Сталкер и Кот были белокурыми близнецами. А Физрук – широколицым крепышом с жёстким «ёжиком» на голове.
– Тормоз! Школота! – внушал Физрук, агрессивно наскакивая на одного из близнецов. – Прикинь, они уже на подходе! Вперёд! Решимости не хватало и девочкам.
– …Ну что? Так и будем прятаться?
– Давай, ты первая.
– Ирка, давай ты. Ты – лучшая!
– А кто про меня слухи распускал, что я толстая!?
– Ты на меня думаешь? Это – Бочкова из параллельного!
– Ей мало не покажется!
– Она и про меня говорила, что я косолаплю.
– Меня сейчас стошнит!
– Ну, и что теперь?
– Ой, а Ванька – с цветами!
– Ага! Это мне!
– Губы не раскатывай. Ты вообще своего Ваньку от Даньки сможешь отличить?
– Он – с цветами! А у твоего Даньки только газировка.
– Газировка – Кирюхина! Он откупоривал, я видела.
– Бугугашенька!
– Он просто эльфик!..
У мальчиков были свои проблемы.
– Этот неловкий момент, когда ты забыл купить цветы… – задумчиво произнёс Кирилл.

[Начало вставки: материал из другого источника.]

Issue #228, opened 2023-04-03
Fix erroneous `.unwrap()`


matheus23:
# Summary

An `.unwrap()` in the `PrivateFile` implementation can panic, if the blockstore doesn't contain the blocks to read the file.

## Solution

We should just propagate out the result in this function:
https://github.com/wnfs-wg/rs-wnfs/blob/d77d3356953275e5bbd2645225c658b434a9ada3/wnfs/src/private/file.rs#L387-L400

There's `TryStreamExt`. It may have some [functions to do this](https://docs.rs/futures/latest/futures/stream/trait.TryStreamExt.html#method.try_for_each).

PR #252, opened 2023-05-03
fix: propagate missing chunk error

appcypher:
## Summary

As it is, the file content streaming implementation can panic if there is a missing chunk.
We should avoid unwrap as much as possible in the code and allow user to handle errors. This PR fixes that with the `try_stream_ext`

## Test plan (required)

```bash 
scripts/rs-wnfs.sh test
```

## Closing issues

#228


matheus23 (approved):
Aw nice. The negative test is
chef kiss

Just needs newer clippy to be made happy.

Issue #222, opened 2023-03-29
getNode fails when multiple segments of the path do not exist


icidasset:
Calling `getNode([ "top-dir", "nested-dir", "file" ])` will result in an error instead of returning `null`. Where "top-dir" exists, but "nested-dir" and "file" do not.

Given error:
```
Error: Cannot get node: Invalid WNFS path
```

appcypher:
How do you suggest we go about it? 
You could use a workaround by handling the error or we can introduce a variant of getNode that returns null with invalid paths.

matheus23:
Since `getNode` already returns a `Result<Option<...>>`, and that's `Ok(None)` if the last part of the path is missing, it should simply also return `Ok(None)` when any other path segment is missing.

PR #253, opened 2023-05-03
fix!: get_node should return null on missing path

appcypher:
## Summary

rs-wnfs `get_node` fns in `PublicDirectory` and `PrivateDirectory` currently do not replicate the same behavior in webnative when a non-existent path segment is specified. It returns an`Err(...)` instead of a `Ok(None)` which translates to `null` on the js side.

This PR solves that although there is the little inconvenience that wasm-bindgen translates `Ok(None)` to `undefined` on the js side.

## Test plan (required)

```bash 
scripts/rs-wnfs.sh test
```

## Closing issues

#222

### DIFF
--- a/wnfs-wasm/src/fs/private/directory.rs
+++ b/wnfs-wasm/src/fs/private/directory.rs
@@ -166,11 +166,7 @@ impl PrivateDirectory {
                 .await
                 .map_err(error("Cannot get node"))?;
 
-            Ok(utils::create_private_op_result(
-                directory,
-                forest,
-                result.map(PrivateNode),
-            )?)
+            Ok(value!(result.map(PrivateNode)))
         }))
     }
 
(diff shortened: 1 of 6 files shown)


wnfs-wasm/src/fs/private/directory.rs
```diff
@@ -166,11 +166,7 @@ impl PrivateDirectory {
                 .await
                 .map_err(error("Cannot get node"))?;
 
-            Ok(utils::create_private_op_result(
-                directory,
-                forest,
-                result.map(PrivateNode),
-            )?)
```
matheus23, line 173: :+1: Let's make sure that we capture this change somewhere in the CHANGELOG, so that once @icidasset or someone upgrades to the next rs-wnfs version they're not surprised why it crashes again :sweat_smile:

matheus23 (approved):
LGTM! :) Just need to make newer clippy happy.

Он скорчил смешную рожицу и принялся демонстративно хлестать себя по щекам.
– Слушай, Дэн! У тебя целых три цветка. Мы – друзья?
– Мопе-е-е-е… – только начал Даня, как Кирилл подхватил, и они закончили вместе, как заклинание, – мопе-е-е-е-е-е-е-ед!
И ударили кулак в кулак.
После чего у каждого из троицы оказалось по цветку.
– Вот это по-пацански! Ты, Дэн, самый великий пират, о которых я знаю!
– Парни, слава роботам! – прикрыв рот ладонью, сдавленным шёпотом сообщил Ваня. – Я видел! Видел! Они за памятником прячутся.